Core practices (what to actually do)
- Use isolation: virtual environments (Python) or containers for every project.
- Prefer pins and lock files: avoid unbounded ranges like ">=" or "latest" in production builds.
- Separate intent vs resolution: keep a short "requirements.in" (or pyproject dependencies) and a locked "requirements.txt" or lockfile.
- Reproducible installs: use hashes and deterministic flags.
- Handle system deps explicitly: pin OS packages and native libs in Dockerfiles.
- Cache wisely: cache wheels and artifacts; avoid caching the internet (keep lock files authoritative).
- Upgrade on purpose: schedule dependency reviews; update in small chunks; test and rollback.
Glossary (quick reference)
- Top-level dependency: The library you request (e.g., pandas).
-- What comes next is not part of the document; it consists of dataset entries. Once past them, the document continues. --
PR #178, opened 2015-07-23
Optionally disable the node cache in ConcurrentTree

abramsm:
Performance testing has indicated that the node cache (MediatedEvictionConcurrentHashMap) may actually hinder performance.  This PR creates a new parameter which allows a user to optionally disable this cache.  Further testing will decide if we should make this the default case or not


tea-dragon:
I am definitely interested in having this as an option and in further testing, but the implementation adds some complexity in undesirable places. For instance, I would very much like to kill the current magic system properties that control tree settings (and cannot be done per tree) rather than add to them.

At a glance, I'd suggest the cleanest way to add this is as an alternate tree implementation, rather than a boolean switch to this existing one.

abramsm:
closing this in favor of a new PR that totally removes the cache

PR #179, opened 2015-08-02
Remove node cache from DataTree to improve performance

abramsm:
testing indicates that map jobs run faster without the cache.  This version of code passes all unit tests but has not been through a complete hercules build.  Hoping to merge this into master and then get the automated analysis from that.


abramsm:
closing this for now.  @mspiegel pointed out a potential concurrency issue.  all tests are passing but we believe an edge case failure is possible

PR #184, opened 2015-08-20
Provide a unsafe tree implementation (non-concurrent) for improved single thread performance

abramsm:
Hydra jobs that use a single thread still pay a high price for concurrency in Hydra.  This PR provides an optional path that uses unsafe data structures which should allow for improved performance in single thread operation. 

The default behavior of jobs with this PR will be exactly the same as they are today.  If the job configuration sets threads=1 and concurrentTree=false then the non-concurrent codebase will be used.  If this proves successful we may consider making non concurrent the default behavior and allow job developers to move to a concurrent environment on an as needed basis.

My testing in hercules has shown that most CPU bound 2 threaded jobs are out performed by single threaded non concurrent configurations.  Jobs with a heavy amount of IO tend to perform better with a multi threaded configuration.

Comments welcome.


tea-dragon:
The changes to abstract tree node do not work well with ReadTreeNode. The other pre-existing subclass.

abramsm:
I meant to go back and look at  ReadTree but forgot.  not play well as in functional issue or implementation?

tea-dragon:
The added fields throw off cache sizing, and neither they nor the added methods have any valid function for it.

mspiegel:
Oops yes we need to be preserve correctness of the ReadTree or else the query system memory estimation will be incorrect and the query system will OOM.

abramsm:
K, good catch.  I'll take a look and see if I can correct unless some beats
me to it.

mspiegel:
I did some minor cleanup with respect to logging and node deletion in both the concurrent tree and non-concurrent tree. While I was doing that I noticed that the non-concurrent tree performs only foreground deletion of nodes. This makes some sense as the tree doesn't allow for concurrent deletion. The disadvantage of the nonconcurrent tree implementation is that deleting a subtree does not stop when the tree is closed, which is undesirable if the task runtime has been exceeded or we are quiescing the cluster for maintenance.

I think the correct solution is to have the noncurrent tree move nodes into the trash node and then have the #foregroundNodeDeletion() method responsible for cleaning up the trash.

abramsm:
@mspiegel yeah, thats a good point on shutdown concerns.  I was hoping to avoid the overhead of the trash node.  i'll take a look but i wonder if there is a solution to solve for the blocking shutdown without requiring a trash root.

abramsm:
@tea-dragon d97da05e256976071a2cf8adac61c83de68ab240 should address the ReadTreeNode issue.  I just pushed those methods down.

mspiegel:
Can you update your IDE settings to prevent "import *'s". I've committed the code style changes to the branch.

abramsm:
Yeah, i was actually int he process of doing that and lost my train of thought.  will do prior to next commit

mspiegel:
This pull request looks ready to merge IMO

tea-dragon:
Now seems as good as time as any, although I admit I would be more hesitant if any implied future work wasn't automatically considered worthwhile.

- Transitive dependency: A dependency of your dependency (e.g., numpy pulled by pandas).
- Pinning: Choosing an exact version (e.g., pandas==2.2.2).
- Lock file: Machine-generated file that records exact resolved versions and hashes.
- Constraints file: A file that restricts versions without adding new packages.
- Semantic Versioning (SemVer): MAJOR.MINOR.PATCH. Breaking changes usually in MAJOR.
Worked examples
Example 1 — Python ETL with pip-tools (deterministic installs)
- Create an isolated env.
python -m venv .venv source .venv/bin/activate # Windows: .venv\Scripts\activate - Write top-level intent in requirements.in.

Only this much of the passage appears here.